** Work item **
In the records below, find the line that contains "3. Event panel" and the line that contains "4. SQL stats". Set down exactly those lines and every line between them, and nothing more.

________

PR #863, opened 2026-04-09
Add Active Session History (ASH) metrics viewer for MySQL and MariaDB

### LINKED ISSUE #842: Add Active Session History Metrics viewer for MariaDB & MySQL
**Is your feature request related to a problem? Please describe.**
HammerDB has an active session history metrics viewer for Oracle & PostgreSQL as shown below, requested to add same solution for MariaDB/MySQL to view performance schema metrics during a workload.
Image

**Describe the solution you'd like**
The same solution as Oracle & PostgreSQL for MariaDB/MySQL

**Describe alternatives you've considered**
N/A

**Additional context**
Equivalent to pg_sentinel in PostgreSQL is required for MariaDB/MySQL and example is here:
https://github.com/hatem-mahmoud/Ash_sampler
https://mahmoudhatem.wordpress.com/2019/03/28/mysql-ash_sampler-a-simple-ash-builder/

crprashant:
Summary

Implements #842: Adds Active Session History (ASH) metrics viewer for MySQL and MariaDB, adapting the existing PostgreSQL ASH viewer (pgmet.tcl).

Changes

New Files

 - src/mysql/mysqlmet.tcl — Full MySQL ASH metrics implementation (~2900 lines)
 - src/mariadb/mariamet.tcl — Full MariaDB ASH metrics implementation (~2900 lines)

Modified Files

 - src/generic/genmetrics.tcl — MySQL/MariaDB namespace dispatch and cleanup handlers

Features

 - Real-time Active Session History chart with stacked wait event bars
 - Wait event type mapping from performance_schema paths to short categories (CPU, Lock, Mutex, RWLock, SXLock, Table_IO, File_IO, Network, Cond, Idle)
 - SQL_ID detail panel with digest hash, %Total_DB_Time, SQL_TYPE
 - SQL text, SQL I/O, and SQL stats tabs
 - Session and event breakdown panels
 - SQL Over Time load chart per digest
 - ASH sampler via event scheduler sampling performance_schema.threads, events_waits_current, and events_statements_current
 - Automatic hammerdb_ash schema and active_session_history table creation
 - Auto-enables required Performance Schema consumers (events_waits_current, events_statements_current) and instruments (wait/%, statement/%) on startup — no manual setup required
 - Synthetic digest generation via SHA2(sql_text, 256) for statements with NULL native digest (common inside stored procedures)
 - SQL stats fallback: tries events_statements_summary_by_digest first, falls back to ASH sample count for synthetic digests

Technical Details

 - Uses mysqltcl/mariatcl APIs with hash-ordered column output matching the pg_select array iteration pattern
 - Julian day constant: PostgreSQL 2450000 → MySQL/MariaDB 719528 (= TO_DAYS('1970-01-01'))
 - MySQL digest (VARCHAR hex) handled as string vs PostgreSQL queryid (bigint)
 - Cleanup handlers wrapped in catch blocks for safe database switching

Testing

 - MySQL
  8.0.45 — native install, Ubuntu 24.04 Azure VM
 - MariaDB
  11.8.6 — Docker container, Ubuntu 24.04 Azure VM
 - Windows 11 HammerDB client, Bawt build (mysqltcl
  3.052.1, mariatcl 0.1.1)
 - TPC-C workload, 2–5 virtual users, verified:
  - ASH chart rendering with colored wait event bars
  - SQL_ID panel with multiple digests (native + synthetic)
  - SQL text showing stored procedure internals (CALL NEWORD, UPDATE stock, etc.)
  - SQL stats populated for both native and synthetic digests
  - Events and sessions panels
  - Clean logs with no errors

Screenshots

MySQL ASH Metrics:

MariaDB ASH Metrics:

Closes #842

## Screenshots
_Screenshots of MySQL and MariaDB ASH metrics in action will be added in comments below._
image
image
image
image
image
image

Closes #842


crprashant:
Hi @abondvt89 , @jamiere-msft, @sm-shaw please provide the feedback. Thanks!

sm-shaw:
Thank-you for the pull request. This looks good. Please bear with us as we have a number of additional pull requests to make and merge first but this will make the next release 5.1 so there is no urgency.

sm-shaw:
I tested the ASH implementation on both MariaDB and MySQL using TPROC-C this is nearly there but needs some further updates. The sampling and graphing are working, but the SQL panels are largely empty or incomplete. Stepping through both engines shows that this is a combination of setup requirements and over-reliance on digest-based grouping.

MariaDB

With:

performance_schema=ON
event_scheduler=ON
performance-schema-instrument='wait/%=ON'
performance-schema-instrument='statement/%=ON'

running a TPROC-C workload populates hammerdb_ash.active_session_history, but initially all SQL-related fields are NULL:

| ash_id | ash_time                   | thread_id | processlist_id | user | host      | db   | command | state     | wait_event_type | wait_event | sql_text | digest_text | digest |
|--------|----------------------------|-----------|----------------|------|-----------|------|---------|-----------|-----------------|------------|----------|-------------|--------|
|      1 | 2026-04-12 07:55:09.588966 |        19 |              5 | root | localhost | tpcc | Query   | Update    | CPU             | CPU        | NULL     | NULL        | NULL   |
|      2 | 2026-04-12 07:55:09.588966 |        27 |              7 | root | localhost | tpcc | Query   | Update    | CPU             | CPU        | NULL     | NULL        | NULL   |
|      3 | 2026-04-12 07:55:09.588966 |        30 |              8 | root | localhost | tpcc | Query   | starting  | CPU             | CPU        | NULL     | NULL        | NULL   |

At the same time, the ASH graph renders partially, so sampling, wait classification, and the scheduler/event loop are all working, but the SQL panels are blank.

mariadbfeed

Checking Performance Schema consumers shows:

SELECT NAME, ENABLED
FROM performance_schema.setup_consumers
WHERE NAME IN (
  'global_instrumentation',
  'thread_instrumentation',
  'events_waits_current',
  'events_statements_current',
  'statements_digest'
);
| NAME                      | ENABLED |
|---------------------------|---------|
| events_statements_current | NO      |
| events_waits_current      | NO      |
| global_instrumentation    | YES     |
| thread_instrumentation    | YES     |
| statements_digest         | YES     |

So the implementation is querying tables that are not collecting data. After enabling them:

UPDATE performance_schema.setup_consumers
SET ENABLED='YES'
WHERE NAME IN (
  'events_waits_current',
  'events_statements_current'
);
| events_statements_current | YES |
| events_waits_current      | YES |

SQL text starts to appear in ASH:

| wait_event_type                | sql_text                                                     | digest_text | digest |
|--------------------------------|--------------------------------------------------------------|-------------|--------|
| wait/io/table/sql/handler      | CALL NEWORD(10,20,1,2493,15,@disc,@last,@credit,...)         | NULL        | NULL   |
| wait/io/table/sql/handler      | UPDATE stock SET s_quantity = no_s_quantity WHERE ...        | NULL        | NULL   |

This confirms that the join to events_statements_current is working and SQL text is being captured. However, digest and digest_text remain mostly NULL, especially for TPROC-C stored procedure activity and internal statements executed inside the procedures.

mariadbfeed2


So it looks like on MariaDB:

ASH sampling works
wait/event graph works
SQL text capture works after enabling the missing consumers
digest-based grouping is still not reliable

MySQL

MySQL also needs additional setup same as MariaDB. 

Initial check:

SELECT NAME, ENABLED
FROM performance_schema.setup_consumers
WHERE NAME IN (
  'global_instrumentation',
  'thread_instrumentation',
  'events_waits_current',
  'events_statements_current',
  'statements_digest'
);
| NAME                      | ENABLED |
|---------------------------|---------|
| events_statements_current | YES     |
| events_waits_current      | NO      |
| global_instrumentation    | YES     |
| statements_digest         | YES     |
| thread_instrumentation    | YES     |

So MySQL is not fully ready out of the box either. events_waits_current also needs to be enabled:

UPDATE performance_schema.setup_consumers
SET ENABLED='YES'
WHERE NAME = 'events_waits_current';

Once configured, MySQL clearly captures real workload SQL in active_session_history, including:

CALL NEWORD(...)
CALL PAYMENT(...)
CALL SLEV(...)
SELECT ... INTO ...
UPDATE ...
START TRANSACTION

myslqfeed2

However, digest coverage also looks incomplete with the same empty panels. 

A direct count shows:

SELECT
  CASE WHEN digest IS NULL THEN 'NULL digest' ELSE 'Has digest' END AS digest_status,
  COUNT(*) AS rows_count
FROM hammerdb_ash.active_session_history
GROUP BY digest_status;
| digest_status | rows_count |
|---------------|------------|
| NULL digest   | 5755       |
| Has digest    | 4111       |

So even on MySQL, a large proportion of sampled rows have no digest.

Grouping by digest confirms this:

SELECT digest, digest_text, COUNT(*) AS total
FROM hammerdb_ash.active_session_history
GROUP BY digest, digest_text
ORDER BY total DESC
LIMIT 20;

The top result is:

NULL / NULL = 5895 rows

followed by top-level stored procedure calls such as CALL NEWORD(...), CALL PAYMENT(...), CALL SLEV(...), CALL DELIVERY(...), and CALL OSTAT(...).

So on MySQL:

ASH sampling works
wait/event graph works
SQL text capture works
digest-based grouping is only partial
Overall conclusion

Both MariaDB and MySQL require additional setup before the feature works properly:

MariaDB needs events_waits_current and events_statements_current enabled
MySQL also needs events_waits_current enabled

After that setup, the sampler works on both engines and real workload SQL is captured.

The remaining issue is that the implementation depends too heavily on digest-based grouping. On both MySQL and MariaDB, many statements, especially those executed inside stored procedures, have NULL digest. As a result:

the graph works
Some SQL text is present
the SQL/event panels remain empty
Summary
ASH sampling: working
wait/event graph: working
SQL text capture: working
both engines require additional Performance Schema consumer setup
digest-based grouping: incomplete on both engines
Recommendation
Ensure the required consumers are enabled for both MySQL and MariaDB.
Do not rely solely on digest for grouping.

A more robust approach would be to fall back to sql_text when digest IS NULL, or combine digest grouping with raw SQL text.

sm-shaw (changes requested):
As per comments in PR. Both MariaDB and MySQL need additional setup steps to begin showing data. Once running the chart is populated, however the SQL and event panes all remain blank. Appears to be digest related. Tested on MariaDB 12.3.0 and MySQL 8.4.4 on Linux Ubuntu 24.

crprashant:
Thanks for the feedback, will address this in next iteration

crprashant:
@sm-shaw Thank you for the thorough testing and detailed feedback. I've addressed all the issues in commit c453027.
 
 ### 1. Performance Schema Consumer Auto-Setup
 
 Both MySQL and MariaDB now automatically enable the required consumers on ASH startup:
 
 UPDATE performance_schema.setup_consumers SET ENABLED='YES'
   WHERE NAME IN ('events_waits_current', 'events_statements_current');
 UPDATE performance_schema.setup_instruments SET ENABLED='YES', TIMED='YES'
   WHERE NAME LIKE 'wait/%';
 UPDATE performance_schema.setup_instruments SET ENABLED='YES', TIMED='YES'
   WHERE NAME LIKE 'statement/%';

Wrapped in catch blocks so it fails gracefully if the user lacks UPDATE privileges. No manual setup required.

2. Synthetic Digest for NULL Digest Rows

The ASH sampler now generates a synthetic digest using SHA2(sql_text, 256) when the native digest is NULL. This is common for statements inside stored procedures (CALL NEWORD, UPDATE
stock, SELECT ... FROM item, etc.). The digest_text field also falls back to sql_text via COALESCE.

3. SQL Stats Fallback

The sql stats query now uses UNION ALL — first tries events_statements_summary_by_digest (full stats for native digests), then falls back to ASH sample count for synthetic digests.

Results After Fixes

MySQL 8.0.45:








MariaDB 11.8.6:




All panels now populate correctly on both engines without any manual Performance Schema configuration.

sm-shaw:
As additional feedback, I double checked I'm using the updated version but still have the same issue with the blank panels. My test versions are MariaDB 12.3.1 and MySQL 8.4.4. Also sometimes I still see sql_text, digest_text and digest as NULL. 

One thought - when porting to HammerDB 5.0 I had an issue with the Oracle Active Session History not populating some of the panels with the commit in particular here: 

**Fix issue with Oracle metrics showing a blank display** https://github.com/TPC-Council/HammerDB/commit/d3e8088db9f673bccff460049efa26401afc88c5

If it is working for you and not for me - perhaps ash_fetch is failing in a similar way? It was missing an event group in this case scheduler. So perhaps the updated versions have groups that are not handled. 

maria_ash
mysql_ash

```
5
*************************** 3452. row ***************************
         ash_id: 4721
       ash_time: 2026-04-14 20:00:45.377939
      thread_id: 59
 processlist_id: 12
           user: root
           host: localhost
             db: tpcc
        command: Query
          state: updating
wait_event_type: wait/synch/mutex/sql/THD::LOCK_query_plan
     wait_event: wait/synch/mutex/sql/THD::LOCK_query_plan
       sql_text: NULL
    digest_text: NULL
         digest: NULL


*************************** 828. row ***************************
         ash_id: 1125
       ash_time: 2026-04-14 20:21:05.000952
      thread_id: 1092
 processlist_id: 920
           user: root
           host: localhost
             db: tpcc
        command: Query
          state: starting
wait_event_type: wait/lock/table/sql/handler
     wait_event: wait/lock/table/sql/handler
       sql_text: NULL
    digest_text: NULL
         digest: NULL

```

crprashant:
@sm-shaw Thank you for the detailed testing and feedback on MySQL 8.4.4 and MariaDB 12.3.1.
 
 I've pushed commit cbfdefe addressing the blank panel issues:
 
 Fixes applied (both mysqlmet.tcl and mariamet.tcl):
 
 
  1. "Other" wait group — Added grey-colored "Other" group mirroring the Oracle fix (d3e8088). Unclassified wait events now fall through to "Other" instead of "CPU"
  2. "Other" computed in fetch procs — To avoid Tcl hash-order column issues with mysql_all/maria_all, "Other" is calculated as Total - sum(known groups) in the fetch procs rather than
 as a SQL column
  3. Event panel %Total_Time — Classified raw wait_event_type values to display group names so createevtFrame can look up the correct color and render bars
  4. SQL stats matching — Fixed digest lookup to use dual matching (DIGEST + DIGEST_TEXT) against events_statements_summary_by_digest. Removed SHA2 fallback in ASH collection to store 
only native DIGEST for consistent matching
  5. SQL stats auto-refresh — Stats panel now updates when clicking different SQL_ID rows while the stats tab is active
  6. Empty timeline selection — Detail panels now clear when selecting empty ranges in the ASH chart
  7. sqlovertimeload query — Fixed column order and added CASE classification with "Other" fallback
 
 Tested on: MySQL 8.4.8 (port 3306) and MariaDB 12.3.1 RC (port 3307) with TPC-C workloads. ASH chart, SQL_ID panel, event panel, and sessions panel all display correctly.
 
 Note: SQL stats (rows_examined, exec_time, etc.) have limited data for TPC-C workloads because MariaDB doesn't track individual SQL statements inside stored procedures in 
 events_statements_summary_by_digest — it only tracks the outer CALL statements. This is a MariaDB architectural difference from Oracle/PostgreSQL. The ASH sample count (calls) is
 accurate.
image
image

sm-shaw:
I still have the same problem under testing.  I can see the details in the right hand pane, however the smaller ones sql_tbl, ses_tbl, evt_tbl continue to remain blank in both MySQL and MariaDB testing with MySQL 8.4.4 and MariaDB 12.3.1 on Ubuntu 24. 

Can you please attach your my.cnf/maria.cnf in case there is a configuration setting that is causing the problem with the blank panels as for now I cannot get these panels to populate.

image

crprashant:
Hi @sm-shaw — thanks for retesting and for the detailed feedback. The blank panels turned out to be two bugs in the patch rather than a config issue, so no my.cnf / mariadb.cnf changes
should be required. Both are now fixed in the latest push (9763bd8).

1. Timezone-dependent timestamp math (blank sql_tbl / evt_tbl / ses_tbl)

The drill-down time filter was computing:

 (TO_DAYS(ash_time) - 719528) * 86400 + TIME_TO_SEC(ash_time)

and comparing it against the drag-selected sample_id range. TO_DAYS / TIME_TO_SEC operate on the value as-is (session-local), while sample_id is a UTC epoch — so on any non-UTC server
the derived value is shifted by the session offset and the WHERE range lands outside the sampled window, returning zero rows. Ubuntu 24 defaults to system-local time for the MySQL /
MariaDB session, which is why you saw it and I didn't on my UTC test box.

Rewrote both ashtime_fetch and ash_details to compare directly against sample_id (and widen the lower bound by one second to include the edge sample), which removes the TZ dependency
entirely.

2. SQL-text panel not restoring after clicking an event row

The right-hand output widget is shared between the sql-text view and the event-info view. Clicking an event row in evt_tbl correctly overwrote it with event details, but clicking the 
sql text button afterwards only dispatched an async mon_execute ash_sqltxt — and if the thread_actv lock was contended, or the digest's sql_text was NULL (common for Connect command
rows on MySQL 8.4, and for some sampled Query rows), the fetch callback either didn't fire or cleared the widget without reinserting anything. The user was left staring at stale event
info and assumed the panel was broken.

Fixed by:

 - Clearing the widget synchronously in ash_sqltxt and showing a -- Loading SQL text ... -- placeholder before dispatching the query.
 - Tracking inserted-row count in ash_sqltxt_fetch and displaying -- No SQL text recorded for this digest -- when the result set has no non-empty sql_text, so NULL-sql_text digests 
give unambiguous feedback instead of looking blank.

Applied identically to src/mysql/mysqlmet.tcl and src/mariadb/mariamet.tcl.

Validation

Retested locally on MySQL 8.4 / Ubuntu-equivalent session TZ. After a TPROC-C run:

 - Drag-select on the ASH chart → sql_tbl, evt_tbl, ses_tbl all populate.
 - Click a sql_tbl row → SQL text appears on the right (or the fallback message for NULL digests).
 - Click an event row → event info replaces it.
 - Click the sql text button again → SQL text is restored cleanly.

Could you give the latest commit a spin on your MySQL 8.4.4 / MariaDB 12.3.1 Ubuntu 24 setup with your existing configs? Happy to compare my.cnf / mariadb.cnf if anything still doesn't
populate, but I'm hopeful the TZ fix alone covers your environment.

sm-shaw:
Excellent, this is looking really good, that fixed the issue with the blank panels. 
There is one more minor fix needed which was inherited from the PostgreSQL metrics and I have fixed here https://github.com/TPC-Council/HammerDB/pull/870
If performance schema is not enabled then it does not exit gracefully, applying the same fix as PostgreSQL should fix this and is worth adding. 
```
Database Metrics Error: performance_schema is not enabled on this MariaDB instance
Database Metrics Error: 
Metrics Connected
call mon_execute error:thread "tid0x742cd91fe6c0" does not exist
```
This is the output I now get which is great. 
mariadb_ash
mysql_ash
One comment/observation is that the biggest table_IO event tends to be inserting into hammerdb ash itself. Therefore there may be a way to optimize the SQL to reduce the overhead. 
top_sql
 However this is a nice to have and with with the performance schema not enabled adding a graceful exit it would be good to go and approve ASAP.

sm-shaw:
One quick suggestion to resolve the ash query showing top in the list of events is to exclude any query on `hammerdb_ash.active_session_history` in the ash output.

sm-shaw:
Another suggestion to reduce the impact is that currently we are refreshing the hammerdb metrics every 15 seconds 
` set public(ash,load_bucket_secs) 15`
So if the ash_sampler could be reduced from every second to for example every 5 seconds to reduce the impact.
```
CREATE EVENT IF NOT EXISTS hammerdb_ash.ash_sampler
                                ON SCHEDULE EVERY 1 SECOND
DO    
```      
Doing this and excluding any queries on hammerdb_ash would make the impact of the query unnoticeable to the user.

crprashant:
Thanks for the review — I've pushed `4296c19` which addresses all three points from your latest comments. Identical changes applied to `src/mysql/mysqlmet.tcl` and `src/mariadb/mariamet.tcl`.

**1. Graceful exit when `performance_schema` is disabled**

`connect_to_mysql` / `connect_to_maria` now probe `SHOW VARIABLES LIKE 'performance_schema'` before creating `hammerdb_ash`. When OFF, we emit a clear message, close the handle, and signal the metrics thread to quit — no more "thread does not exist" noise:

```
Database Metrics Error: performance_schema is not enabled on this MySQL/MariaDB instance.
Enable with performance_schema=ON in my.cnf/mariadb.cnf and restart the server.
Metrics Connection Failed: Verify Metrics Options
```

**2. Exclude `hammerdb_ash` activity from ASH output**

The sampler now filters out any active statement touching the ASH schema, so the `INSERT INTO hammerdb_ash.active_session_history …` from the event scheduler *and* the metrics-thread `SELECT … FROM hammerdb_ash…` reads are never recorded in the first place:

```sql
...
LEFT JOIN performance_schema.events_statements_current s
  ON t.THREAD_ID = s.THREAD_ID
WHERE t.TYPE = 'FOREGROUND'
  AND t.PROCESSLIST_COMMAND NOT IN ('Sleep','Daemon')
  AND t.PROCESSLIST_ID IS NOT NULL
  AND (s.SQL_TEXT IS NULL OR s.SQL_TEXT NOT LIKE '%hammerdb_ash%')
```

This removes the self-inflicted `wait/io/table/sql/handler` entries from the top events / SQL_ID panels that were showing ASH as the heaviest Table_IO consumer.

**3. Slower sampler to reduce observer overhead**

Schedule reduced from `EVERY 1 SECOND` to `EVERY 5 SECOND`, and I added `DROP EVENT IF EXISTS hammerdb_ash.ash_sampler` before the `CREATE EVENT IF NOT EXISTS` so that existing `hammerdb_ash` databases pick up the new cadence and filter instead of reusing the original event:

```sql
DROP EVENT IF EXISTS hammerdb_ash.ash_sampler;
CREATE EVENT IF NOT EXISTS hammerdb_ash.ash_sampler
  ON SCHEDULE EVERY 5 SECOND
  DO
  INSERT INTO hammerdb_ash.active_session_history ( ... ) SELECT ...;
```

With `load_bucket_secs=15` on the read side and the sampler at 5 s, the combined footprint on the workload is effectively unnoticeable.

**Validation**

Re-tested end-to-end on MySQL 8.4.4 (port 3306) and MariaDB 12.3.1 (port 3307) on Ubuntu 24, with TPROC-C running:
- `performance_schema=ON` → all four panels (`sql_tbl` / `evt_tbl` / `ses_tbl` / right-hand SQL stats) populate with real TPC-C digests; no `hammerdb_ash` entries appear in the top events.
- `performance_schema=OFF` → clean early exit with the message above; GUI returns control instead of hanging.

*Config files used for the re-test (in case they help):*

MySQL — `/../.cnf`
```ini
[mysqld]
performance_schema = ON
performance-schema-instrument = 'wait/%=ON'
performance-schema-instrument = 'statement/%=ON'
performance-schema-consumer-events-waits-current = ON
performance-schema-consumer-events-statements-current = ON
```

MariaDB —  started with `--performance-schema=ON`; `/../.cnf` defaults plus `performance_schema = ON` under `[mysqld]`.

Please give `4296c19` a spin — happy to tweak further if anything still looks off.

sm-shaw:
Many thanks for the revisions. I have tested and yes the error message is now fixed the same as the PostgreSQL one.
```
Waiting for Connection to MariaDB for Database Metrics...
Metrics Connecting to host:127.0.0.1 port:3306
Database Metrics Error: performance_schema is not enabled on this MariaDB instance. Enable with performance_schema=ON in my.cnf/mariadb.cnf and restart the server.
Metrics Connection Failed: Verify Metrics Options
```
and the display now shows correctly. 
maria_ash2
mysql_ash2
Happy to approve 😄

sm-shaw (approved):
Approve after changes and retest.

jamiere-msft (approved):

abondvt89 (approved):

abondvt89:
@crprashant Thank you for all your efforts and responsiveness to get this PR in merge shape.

________

** Task output **
  3. Event panel %Total_Time — Classified raw wait_event_type values to display group names so createevtFrame can look up the correct color and render bars
  4. SQL stats matching — Fixed digest lookup to use dual matching (DIGEST + DIGEST_TEXT) against events_statements_summary_by_digest. Removed SHA2 fallback in ASH collection to store 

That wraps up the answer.